The US Food and Drug Administration (FDA) announced its intention to regulate laboratory developed tests. Under the FDA’s proposed Framework for Regulatory Oversight of Laboratory Developed Tests (LDTs) — which treats LDTs as medical devices and healthcare providers as manufacturers — laboratories would have to submit applications for expensive premarket review for thousands of LDTs if they wish to continue offering them to patients. This could limit access to life-saving genomic testing for patients who have cancer and other conditions treatable with targeted drugs.

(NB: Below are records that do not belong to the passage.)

PR #5341, opened 2019-10-13
Fix slow save loading on "Start Local Game".

asvitkine:
This fixes a bug with very slow save game loading when on the "Start Local Game" screen.
The cause was that MainPanel.accept() would add itself as an observer to the panel each time it's called, causing an exponential number of instances of itself being added to the observer list. The fix is to ensure there are no duplicate observers.

## Functional Changes

[] New map or map update
[] New Feature
[] Feature Removal
[] Code Cleanup or refactor
[] Configuration Change
[X] Bug fix: 
[] Other:   

## Testing

[] No manual testing done
[X] Manually tested

Opened "Start Local Game" and used "Open Saved Game" button. Before this change, it would take a long time to load. With this change, it's instant.

Also confirmed with debug logging in MainPanel.accept(). The above operation would previously result in accept() being called thirty thousand times. Now, it's called 17 times.


game-core/src/main/java/games/strategy/engine/framework/startup/ui/SetupPanel.java
```diff
@@ -32,7 +32,9 @@
   private final List<Consumer<SetupPanel>> listeners = new CopyOnWriteArrayList<>();
 
   public void addObserver(final Consumer<SetupPanel> observer) {
-    listeners.add(observer);
+    if (!listeners.contains(observer)) {
```
DanVanAtta: - I wonder if the observer list should actually be a set?
- Is there another fix out there so we don't try to add duplicate Observers?

asvitkine: > I wonder if the observer list should actually be a set?

I considered changing it from CopyOnWriteArrayList to CopyOnWriteArraySet. But I think set iteration order is not defined and I didn't want to change any behaviour beyond this fix.

> Is there another fix out there so we don't try to add duplicate Observers?

Well, the calling code could ask this class if it's already an observer and not add itself, but that seems extra complexity for no reason.

DanVanAtta: My guess/bet would be that the call order does not matter. Considering the caller spams 'addObserver', any ordering dependency is perhaps more accidental then intentional.

> Well, the calling code could ask this class if it's already an observer and not add itself, but that would just be extra complexity without a benefit.

Sounds reasonable.

PR #5342, opened 2019-10-13
Make "Flag Display Mode" menu items mutually exclusive with radio buttons.

asvitkine:
Before this change, the items did not have decorators indicating which is selected. This change adds this functionality.
Note: In 1.9, this submenu was different and there were checkboxes next to the items, but the changes to this menu in 2.0 made the options mutually exclusive already, so this PR expands on that by making them use a proper radio UI.

## Functional Changes
[] New map or map update
[] New Feature
[] Feature Removal
[] Code Cleanup or refactor
[] Configuration Change
[] Bug fix:  
[] Other:   

## Testing

[] No manual testing done
[X] Manually tested

Testing:
1.  Open the "Flags Display Mode" submenu in the View menu on the game.
2. Verify that an item is selected and matches the display mode.
3. Toggle the state and verify that the menu items are updated with an indicator about which is active.
4. Toggle the state from the "Unit Scroller" UI and check that the selected menu item gets updated accordingly.
 
### Before
before_radio

### After

radio

Note: On Mac, radio menu items are still displayed with checkboxes. On other platforms, the indicators may be different.


DanVanAtta:
@asvitkine I'm afraid to admit you're running into a hack of mine.

The hack is that the 'flag display mode' button in the unit scroller area is not hooked up to the menu. That means if you change the flag display mode by clicking the button or using the hotkey, the menu becomes out of date.

For example:
- use menu to set small flags
- cycle to a combat move phase, click the flag button to see large flags
- now go back to the menu, notice 'small flags' is still selected

By not indicating a current state, we were getting around this problem, hence the hack.

Side-note, it would be ideal if the button icon also reflected the current state. IE: small flags would be a small flag icon, large flags would be the current 'large' flag icon, and no flags would perhaps do a circle with bar over the flag.

I think the choices we have are as follows:
- remove the menu option (my original preference but there is not consensus around this)
- remove the button in unit scroller and the key binding (1.9 had a hot-key that was unbound to any UI controls, the button was added to solve that problem)
- remove the selection indicator from the menu (essentially the current 2.0 behavior)
- add a listener to the key-binding/button to update the menu option (probably ideal)

asvitkine:
Thanks for the extra context. I'll take a look at what it would take to make (d) happen.

asvitkine:
Please take another look.

I implemented updating of the menu based on the underlying state. We only need it when the menu is getting opened, which works well.

DanVanAtta:
Good work on this @asvitkine :+1:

This Thursday, January 15, 2015, at 8 PM Eastern, the subject for #LCSM Chat will be “Should the FDA regulate which cancer tests you can have?” We invite patients, caregivers, doctors, researchers, professional societies, advocates, and regulators in all cancer communities to participate in this discussion. Your moderator will be Janet Freeman-Daily.
Our discussion topics:
- T1: What info about an LDT would give you confidence…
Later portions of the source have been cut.